Single by Anuel AA, Myke Towers and Jhayco

from the album Las Leyendas Nunca Mueren
- Language: Spanish
- Released: November 18, 2021
- Genre: Reggaeton;
- Length: 4:00
- Label: Real Hasta la Muerte;
- Songwriters: Emmanuel Gazmey Santiago; Michael Anthony Torres Monge; Jesús Manuel Nieves Cortés;
- Producer: Ovy on the Drums;

Anuel AA singles chronology
| "Leyenda" (2021) | "Súbelo" (2021) | "Si Tú Me Busca" (2022) |

Myke Towers singles chronology
| "La Llamada" (2021) | "Súbelo" (2021) | "Jóvenes Millonarios" (2021) |

Jhayco singles chronology
| "Holy Shit" (remix) (2021) | "Súbelo" (2021) | "Está Dañada" (remix) (2021) |

Music video
- "Súbelo" on YouTube

= Súbelo =

2021 single by Anuel AA, Myke Towers and Jhayco

"Súbelo" is a song by Puerto Rican singers Anuel AA, Myke Towers and Jhayco.
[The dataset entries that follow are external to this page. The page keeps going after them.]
PR #431, opened 2020-11-12
FIX: Fix resample upsampling and add upsampling test case

adelavega:
- Minor bug in #426 such that upsampling failed, due to a rounding error. 
- The requested interpolated values were also subject to a rounding error, so I fixed them to the new onsets * upsampled sr, to ensure they were exactly the same. 
- Fixed and added upsampling test

### DIFF
--- a/pliers/tests/test_utils.py
+++ b/pliers/tests/test_utils.py
@@ -90,10 +90,14 @@ def test_resample():
 
 
     # Test upsample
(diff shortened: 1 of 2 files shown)


adelavega:
@tyarkoni tests should pass soon (unrelated failures). let me know if any objections to merging.

adelavega:
allright, tests passed, merging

It was released through Real Hasta la Muerte on November 18, 2021, as the third single from the album Las Leyendas Nunca Mueren (2021), which revealed the official cover of the album.

== Background ==
In January, 2021, a short preview of a song between Anuel AA, Myke Towers and Jhayco became viral. In mid-November, 2021, Anuel AA posted official preview for the song with moments from filming of its music video. After the release of "Súbelo", he announced his third solo studio album Las Leyendas Nunca Mueren, and the song was included as the fifteenth track.

== Composition ==
Anuel AA, Myke Towers and Jhayco wrote the song alongside Colombian producer Ovy on the Drums who literally produced it. In an interview for El Guru in Apple Music, Anuel AA described it as "perfect" and stated that "Súbelo" was the first song he recorded in his home country Puerto Rico after being released from prison.

== Commercial performance ==

"Súbelo" did not enter the Billboard Hot 100, but peaked at number 15 on the Bubbling Under Hot 100 chart. The song debuted and peaked at number 12 on the US Billboard Hot Latin Songs chart on November 12, 2022. In Spain's official weekly chart, it debuted at number 15.

"Súbelo" debuted at number 114 on the Billboard Global 200 on the issue dated December 4, 2021. The song also peaked at the top of the chart in Dominican Republic and at number 6 in El Salvador.

== Music video ==
The music video for "Súbelo" was released on December 18, 2021. It was filmed at the LoanDepot Park in Miami, Florida and produced by Fernando Lugo and Anuel AA. It shows the artists participating in a baseball game. In the video, Anuel AA pays homage to Major League Baseball stars including Robinson Canó, Miguel Rojas and Guillermo Heredia.

== Charts ==

Chart performance for "Súbelo"
| Chart (2021) | Peak position |
|---|---|
| Dominican Republic (Monitor Latino) | 1 |
| Global 200 (Billboard) | 114 |
| El Salvador (Monitor Latino) | 6 |
| US Bubbling Under Hot 100 (Billboard) | 15 |
| Spain (Promusicae) | 15 |
| US Hot Latin Songs (Billboard) | 12 |
| US Latin Airplay (Billboard) | 50 |
| US Latin Rhythm Airplay (Billboard) | 23 |
| US Latin Digital Song Sales (Billboard) | 7 |

== Certifications ==

Certifications and sales for "Súbelo"
| Region | Certification | Certified units/sales |
| Spain (Promusicae) | Platinum | 60,000^{‡} |
^{‡} Sales+streaming figures based on certification alone.